Closed ghost closed 7 years ago
Sorry that this isn't very clear. This package is intended for experienced ESLint users, so the docs don't go into very much detail.
Basically, you're creating an ESLint config file that references two configurations:
{
"extends": ["standard", "standard-jsx"]
}
Those are shorthands for eslint-config-standard
and eslint-config-standard-jsx
. The first provides most of the rules that make up standard
, and the second provides a few additional JSX-specific rules. They're split up so users who don't use JSX can omit the latter.
These configuration files reference rules that are part of ESLint itself, as well as rules that didn't make it into ESLint core, but that are still really useful to have. These rules live in third-party plugins. You can see a few of these rules here, for example.
eslint-config-standard
uses several plugins:
eslint-plugin-standard
eslint-plugin-promise
eslint-plugin-import
eslint-plugin-node
eslint-config-standard-jsx
uses only one:
eslint-plugin-react
I know that's a lot of things to install, but unfortunately, that's how ESLint shareable configs work. It would be great if we could include the above plugins as dependencies of the shareable configs since they really are an implementation detail, IMO. But unfortunately, the ESLint team was against this idea. Full issue with context here: https://github.com/eslint/eslint/issues/3458 Maybe this will happen in a future version and we can simplify the install instructions.

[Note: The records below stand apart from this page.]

PR #1002, opened 2020-11-27
Improvements to print overloads and add support for printing std::string_view

arhag:
## Change Description

This PR adds more restrictive conditions for matching the general template `print` overload that is meant to work with classes (i.e. meant to call a `print` member function of the class). It now only enables the overload if the class has a member function called `print` which can take no arguments. To continue supporting `std::string` (which was previously added via `if constexpr` within this general template overload for some reason), a new explicit overload of the `print` function has been added. In addition, another explicit overload of the `print` function has been added to also support `std::string_view`.

@larryk85 Please consider including this patch into the `develop` branch as well.

## API Changes
- [ ] API Changes

## Documentation Additions
- [ ] Documentation Additions

### DIFF
--- a/libraries/eosiolib/core/eosio/print.hpp
+++ b/libraries/eosiolib/core/eosio/print.hpp
@@ -45,24 +45,6 @@ namespace eosio {
          void printhex(const void*, uint32_t);
       }
 
-
-      template <typename U>
-      struct has_print_member_function
-      {
-      private:
-         template <typename T>
-         struct drop {};
-
-         template <typename T>
-         static auto test(int)
-            -> std::enable_if_t<(drop<decltype(std::declval<T>().print())>{}, true),
-                                std::true_type>;
-
-         template <typename>
-         static auto test(...) -> std::false_type;
-      public:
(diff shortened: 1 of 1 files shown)


libraries/eosiolib/core/eosio/print.hpp
```diff
@@ -160,16 +199,14 @@ namespace eosio {
...
-         internal_use_do_not_use::prints_l( t.c_str(), t.size() );
-      else if constexpr (std::is_same<std::decay_t<T>, char*>::value)
-         internal_use_do_not_use::prints(t);
-      else
-         t.print();
+   template <typename T, std::enable_if_t<
+                           internal_use_do_not_use::has_print_member_function<
+                              std::decay_t<T>>::value,
+                           int> = 0>
+   inline void print(T&& t) {
```
swatanabe-b1, line 208: You could just use `auto print(T&& t) -> std::void_t<decltype(t.print())>`

swatanabe-b1 (approved):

In the future, I expect to deprecate this package (eslint-config-standard-jsx
) and just put the JSX rules into the main eslint-config-standard
file, so there's only one config to install to get the complete standard rule-set.
The main reason that we split these JSX rules out was because it felt weird to have everyone install eslint-plugin-react
when they didn't necessarily even use React. We don't actually enforce any rules that are React-specific, but the plugin name implies otherwise. We thought this was less confusing.
However, we now bundle several plugins for Node, import, promises, etc. in the main config and not all users necessarily use Node, import statements, or promises. So, that bridge has already been crossed and there's not much reason for this package to continue to exist.
<aside>
would it be easier to understand if we formatted it this way?
npm install --save-dev \
eslint-config-standard \
eslint-config-standard-jsx \
eslint-plugin-promise \
eslint-plugin-react \
eslint-plugin-standard
@rstacruz Yeah, I think so :)
@feross Any further progress in the plan to include it in standard package for having a singular style for both client and backend.
https://github.com/feross/eslint-config-standard-jsx#usage
What does that even mean? It makes me feel like I should just grab stuff and run it without fully understanding it.